Start of Block

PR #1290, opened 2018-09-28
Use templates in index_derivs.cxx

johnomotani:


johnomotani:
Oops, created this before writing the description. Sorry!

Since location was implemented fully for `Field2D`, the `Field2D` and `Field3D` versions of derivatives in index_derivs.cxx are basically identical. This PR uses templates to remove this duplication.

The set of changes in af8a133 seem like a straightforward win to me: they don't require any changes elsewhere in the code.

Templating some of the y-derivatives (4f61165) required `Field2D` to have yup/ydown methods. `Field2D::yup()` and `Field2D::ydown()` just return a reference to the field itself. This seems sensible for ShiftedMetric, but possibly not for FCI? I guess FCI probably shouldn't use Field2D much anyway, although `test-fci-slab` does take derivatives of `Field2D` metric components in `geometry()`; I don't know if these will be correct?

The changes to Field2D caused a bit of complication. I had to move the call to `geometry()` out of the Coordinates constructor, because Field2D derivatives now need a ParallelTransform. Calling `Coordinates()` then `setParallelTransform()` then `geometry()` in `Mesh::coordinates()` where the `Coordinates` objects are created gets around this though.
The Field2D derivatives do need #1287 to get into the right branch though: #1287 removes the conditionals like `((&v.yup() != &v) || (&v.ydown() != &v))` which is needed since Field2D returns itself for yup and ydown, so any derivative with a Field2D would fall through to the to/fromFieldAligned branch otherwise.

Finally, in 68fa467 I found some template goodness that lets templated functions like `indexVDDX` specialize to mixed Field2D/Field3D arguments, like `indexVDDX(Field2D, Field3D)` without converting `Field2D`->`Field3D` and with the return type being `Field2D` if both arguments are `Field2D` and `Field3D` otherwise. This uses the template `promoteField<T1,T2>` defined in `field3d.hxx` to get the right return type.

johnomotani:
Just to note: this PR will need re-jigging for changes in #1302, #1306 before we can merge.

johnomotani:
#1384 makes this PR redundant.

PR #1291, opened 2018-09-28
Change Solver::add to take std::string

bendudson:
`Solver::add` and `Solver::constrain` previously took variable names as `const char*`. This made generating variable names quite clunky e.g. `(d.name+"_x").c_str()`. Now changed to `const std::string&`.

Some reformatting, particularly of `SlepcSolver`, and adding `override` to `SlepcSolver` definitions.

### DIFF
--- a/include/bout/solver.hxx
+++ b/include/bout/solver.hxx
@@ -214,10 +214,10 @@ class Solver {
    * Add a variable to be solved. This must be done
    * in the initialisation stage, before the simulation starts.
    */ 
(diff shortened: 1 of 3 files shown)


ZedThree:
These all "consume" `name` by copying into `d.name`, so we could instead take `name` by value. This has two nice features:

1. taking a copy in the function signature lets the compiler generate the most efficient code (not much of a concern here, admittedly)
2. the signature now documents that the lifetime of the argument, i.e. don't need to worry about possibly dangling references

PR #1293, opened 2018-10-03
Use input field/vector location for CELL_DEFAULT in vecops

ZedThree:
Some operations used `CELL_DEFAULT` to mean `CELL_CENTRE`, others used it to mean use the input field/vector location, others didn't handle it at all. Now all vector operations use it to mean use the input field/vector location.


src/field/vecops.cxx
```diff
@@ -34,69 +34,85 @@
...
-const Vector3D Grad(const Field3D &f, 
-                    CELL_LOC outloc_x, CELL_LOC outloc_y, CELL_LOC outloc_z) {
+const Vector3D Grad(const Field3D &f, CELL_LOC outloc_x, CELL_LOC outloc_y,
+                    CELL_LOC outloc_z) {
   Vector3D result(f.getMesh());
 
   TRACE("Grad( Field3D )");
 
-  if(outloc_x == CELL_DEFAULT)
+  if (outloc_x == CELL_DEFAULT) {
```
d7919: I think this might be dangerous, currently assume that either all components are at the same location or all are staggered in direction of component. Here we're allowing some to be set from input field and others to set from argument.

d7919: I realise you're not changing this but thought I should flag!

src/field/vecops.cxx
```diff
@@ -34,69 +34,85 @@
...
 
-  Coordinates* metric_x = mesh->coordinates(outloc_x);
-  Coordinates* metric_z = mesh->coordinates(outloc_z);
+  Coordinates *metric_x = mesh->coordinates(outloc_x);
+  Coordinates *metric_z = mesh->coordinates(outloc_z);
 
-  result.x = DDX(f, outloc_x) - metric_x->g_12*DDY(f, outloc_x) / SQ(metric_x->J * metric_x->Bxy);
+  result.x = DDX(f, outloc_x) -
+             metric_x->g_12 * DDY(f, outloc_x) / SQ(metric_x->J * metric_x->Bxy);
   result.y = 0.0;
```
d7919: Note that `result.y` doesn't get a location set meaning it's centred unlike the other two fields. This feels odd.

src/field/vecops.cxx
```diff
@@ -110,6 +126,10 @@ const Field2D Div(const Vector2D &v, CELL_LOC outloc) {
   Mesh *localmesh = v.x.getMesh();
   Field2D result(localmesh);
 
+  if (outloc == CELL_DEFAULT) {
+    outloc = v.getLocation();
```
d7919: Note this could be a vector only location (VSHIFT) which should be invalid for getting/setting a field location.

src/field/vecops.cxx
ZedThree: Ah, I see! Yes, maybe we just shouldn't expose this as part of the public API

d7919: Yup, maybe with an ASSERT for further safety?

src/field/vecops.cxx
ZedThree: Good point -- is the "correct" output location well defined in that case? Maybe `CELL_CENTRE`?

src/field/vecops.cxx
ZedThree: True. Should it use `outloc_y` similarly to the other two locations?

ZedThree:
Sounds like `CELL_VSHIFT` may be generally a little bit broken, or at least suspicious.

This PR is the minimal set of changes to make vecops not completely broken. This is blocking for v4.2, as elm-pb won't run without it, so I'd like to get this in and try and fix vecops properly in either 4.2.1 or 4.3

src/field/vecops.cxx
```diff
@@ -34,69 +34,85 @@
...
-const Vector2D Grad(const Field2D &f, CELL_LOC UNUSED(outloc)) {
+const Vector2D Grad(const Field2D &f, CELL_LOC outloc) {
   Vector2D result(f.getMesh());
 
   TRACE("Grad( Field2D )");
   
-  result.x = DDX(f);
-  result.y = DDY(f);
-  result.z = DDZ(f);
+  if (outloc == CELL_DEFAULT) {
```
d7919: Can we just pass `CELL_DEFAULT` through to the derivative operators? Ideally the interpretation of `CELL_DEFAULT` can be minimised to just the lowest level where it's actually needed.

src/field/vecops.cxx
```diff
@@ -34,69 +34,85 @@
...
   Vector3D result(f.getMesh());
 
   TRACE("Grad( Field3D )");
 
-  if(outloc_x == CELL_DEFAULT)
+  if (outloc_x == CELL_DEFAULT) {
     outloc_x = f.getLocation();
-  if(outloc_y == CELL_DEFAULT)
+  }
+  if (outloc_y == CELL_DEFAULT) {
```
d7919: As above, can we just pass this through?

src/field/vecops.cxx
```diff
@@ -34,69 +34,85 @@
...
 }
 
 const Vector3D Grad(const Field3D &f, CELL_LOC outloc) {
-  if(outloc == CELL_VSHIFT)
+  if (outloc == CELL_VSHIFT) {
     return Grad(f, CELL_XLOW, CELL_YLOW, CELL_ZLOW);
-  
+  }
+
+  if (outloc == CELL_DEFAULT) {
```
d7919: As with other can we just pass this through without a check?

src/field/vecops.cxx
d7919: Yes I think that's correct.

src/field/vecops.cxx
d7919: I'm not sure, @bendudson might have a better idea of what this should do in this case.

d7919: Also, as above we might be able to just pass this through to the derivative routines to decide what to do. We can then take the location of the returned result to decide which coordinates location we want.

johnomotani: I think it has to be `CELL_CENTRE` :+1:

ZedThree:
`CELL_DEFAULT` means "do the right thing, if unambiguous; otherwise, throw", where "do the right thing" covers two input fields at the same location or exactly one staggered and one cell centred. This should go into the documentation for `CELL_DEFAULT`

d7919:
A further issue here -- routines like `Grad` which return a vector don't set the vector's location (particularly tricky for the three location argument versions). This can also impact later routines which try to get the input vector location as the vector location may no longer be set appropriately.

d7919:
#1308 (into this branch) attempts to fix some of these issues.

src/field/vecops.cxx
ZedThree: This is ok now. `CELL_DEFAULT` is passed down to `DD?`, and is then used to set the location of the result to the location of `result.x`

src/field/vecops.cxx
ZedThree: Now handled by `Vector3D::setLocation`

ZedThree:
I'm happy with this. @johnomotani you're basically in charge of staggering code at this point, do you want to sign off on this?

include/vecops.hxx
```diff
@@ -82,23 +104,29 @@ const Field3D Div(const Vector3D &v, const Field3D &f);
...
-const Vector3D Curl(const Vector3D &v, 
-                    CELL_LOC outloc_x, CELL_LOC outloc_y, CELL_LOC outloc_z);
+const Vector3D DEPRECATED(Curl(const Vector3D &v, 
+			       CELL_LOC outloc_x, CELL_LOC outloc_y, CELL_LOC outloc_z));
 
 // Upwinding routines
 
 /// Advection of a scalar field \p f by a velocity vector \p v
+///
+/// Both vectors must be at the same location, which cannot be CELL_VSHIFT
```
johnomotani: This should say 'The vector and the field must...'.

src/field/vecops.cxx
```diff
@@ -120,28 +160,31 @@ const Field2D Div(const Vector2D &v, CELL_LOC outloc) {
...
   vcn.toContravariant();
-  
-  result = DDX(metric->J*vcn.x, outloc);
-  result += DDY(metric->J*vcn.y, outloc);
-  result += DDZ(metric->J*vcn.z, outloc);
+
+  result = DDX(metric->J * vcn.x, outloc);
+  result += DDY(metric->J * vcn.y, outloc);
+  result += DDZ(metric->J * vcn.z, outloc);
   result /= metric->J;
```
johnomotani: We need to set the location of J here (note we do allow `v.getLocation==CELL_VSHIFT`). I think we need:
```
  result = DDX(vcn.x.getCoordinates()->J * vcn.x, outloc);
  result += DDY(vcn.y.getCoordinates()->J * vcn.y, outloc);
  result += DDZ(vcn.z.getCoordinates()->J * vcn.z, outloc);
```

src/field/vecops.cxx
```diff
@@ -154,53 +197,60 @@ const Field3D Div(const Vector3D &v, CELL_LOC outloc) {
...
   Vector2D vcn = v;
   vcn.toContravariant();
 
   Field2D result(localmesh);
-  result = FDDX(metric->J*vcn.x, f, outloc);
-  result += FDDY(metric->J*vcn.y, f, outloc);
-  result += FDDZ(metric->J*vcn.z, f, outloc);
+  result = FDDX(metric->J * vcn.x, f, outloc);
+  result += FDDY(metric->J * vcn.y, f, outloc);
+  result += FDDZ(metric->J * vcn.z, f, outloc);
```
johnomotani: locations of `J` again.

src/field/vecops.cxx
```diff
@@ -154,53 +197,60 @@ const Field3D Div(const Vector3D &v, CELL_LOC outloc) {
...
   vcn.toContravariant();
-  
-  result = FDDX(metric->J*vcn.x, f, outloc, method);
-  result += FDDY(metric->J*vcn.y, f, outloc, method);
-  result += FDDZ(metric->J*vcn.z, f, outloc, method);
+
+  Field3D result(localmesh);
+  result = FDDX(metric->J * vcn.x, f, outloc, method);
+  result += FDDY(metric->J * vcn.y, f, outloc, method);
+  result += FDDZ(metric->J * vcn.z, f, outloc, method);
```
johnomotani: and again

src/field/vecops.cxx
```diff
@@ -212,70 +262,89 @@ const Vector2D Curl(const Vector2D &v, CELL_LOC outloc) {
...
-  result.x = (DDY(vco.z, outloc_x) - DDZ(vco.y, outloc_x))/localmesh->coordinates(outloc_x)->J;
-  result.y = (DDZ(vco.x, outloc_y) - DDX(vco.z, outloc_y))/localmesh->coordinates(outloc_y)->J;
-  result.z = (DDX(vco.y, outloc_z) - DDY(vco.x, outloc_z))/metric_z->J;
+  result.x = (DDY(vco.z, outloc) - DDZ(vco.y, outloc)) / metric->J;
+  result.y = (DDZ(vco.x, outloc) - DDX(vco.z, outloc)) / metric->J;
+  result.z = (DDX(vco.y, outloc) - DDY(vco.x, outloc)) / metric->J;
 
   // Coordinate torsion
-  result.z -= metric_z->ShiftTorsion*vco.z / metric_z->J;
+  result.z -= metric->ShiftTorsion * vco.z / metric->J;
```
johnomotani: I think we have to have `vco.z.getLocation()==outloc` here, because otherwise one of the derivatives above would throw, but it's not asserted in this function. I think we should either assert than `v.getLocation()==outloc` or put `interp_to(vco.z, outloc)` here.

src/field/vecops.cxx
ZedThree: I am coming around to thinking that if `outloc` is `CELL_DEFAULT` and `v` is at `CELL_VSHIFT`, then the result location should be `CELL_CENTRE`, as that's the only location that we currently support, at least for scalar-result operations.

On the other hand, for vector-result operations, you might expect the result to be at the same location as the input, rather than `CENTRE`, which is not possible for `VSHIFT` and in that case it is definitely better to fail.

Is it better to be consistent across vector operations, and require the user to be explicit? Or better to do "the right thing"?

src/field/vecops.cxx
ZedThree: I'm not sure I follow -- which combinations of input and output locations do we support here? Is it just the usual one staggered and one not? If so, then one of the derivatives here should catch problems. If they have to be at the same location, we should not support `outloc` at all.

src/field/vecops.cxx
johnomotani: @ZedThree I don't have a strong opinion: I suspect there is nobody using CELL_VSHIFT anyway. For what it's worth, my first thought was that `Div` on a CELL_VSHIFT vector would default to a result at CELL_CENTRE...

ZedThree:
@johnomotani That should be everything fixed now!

End of Block

Prompt: Once you have counted the lines of the data that contain the word "locations", please reply with that number alone.

Output below: 3